Im running a couple of Windows Server 2016 on xcp-ng 7.4 and 7.5 without any issues, im hoping this isnt something related to the specific version xcp-ng 7.6 since we're planning on migrating from XenServer to this version.
-
Any updates on this?
I'm planing to run 2 HPE DL20 on XCP-ng 7.6 (Install image for 8 is currently broken to run on that - reason still unknown). -
@cg Hello
I run into the same issue with Vserver (Windows Server 2016). It looks like not only XCP has this problem. Also Citrix, VMWare and Hyper-v face this. Wondering if there is any solution!!! -
Could it be related to a bug in Windows itself?
-
iirc vmware had hit problems with windows 10 1809 and up...there was some finger pointing, but vmware released a patch in update 3. Since the reported problem popped up after 1809, then Id suspect it more of a microsoft issue...
-
For what it's worth, I was having Windows 2016 freezes regularly (every few days or week). I could never trace it back to a specific cause, though I noticed very high number of handles and threads when it was hanging.

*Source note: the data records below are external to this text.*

PR #540, opened 2026-02-05
feat: Add attribute permissions to AttributeTable

alexmoon:
This add first-class permissions to the attributes in the AttributeTable, separate from characteristic properties (as per Core Vol 3, Part F, 3.2.5). I've implemented a level system rather than a bitmask because there's no way in Trouble to have an authenticated connection that is not also encrypted.

### DIFF
--- a/examples/apps/src/ble_bas_peripheral_bonding.rs
+++ b/examples/apps/src/ble_bas_peripheral_bonding.rs
@@ -30,19 +30,19 @@ static DESC: [u8; 67] = [
 
 #[gatt_service(uuid = service::HUMAN_INTERFACE_DEVICE)]
 pub(crate) struct HidService {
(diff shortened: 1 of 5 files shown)


host/src/attribute.rs
```diff
@@ -39,6 +39,63 @@ pub enum CharacteristicProp {
...
+            }
+            PermissionLevel::AuthenticationRequired if level < SecurityLevel::EncryptedAuthenticated => {
+                Err(AttErrorCode::INSUFFICIENT_AUTHENTICATION)
+            }
+            _ => Ok(()),
+        }
+    }
+
+    pub(crate) fn can_write(&self, level: SecurityLevel) -> Result<(), AttErrorCode> {
+        match self.read {
```
HaoboGu: self.write?

alexmoon: Oops!

PR #543, opened 2026-02-08
fix: guard HostBufferSize behind controller-host-flow-control feature

Ic-arbon:
Hi! I'm a maintainer of [sifli-rs](https://github.com/OpenSiFli/sifli-rs), a Rust HAL for the SiFli SF32LB52x BLE SoC. While integrating trouble-host into our BLE stack, I ran into an issue where `ControlRunner::run()` exits immediately during initialization.

## Problem

The SF32LB52x's BLE controller does not support the `HCI_Host_Buffer_Size` command — it returns status `0x11` (Unsupported Feature). Since this command is currently called unconditionally with `?`, the error propagates and causes the control future to exit before any advertising commands are sent.

## Context

Looking at the git history, I noticed that in 833459b ("guard flow control behind feature"), both `HostBufferSize` and `SetControllerToHostFlowControl` were placed together inside `#[cfg(feature = "controller-host-flow-control")]`. After the refactor in #299, `HostBufferSize` ended up outside the cfg guard, and `SetControllerToHostFlowControl` was later commented out in #365.

Since `HostBufferSize` is a prerequisite for controller-to-host flow control (it tells the controller about the host's buffer capacity), it belongs behind the same feature flag.

## Changes

- Move `HostBufferSize` back inside `#[cfg(feature = "controller-host-flow-control")]`

## Test

Tested on SiFli SF32LB52x (ARM Cortex-M33):
- **Before**: `HostBufferSize` returns `0x11`, runner exits, no advertising
- **After**: Initialization succeeds, BLE advertising works correctly

Happy to discuss alternative approaches if unconditional `HostBufferSize` is preferred — for instance, we could ignore the error instead.

### DIFF
--- a/host/src/host.rs
+++ b/host/src/host.rs
@@ -1114,7 +1114,6 @@ impl<'d, C: Controller, P: PacketPool> ControlRunner<'d, C, P> {
         host.connections
             .set_link_credits(ret.total_num_le_acl_data_packets as usize);
 
-        #[cfg(feature = "controller-host-flow-control")]
         {
             const ACL_LEN: u16 = 255;
             const ACL_N: u16 = 1;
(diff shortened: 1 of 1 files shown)


lulf (changes requested):
Great to see more hw support! 

If I remember correctly, this command is still useful for the controller even if flow control is not explicitly enabled. I'd prefer to print a warning logging the error, and continue running.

Per my records, it stopped hanging after I upgraded the PV drivers using Guest Tool ISO 7.41.0-1.
-
I have been running Windows 10 and Windows Server 2016 now for a long time on xcp-ng.
last weekend I upgraded one of my test-servers to xcp-ng 8.0 and Windows Server 2016 still runs fine.
This is the output of systeminfoC:\Windows\system32>systeminfo Host Name: HEL-DC1 OS Name: Microsoft Windows Server 2016 Standard OS Version: 10.0.14393 N/A Build 14393 OS Manufacturer: Microsoft Corporation OS Configuration: Primary Domain Controller OS Build Type: Multiprocessor Free Registered Owner: Windows User Registered Organization: Product ID: 00377-60000-00000-AA934 Original Install Date: 2018-10-20, 17:26:33 System Boot Time: 2019-10-01, 23:13:37 System Manufacturer: Xen System Model: HVM domU System Type: x64-based PC Processor(s): 1 Processor(s) Installed. [01]: Intel64 Family 6 Model 158 Stepping 9 GenuineIntel ~3600 Mhz BIOS Version: Xen 4.7.5-5.4.1.xcp, 2018-08-02
I am using these tools:
-
FWIW -- I had a similar problem with VMs going randomly down -- it wasn't windows but various BSD and Linux VM's. Sometimes they would run a few days, other times they would lock up every other day. Logs didn't help because when the VM locked, logs were not written. I even had the xcp-ng installation lock a few times, although it was usually on of the VMs. I started searching for faulty hardware and eventually SMART tested all the drives and mem86 the RAM. Turns out I had some bad RAM modules which I later RMA'd. With new RAM (after after thoroughly testing it), I haven't had any lock ups. I'm not sure this will help you at all.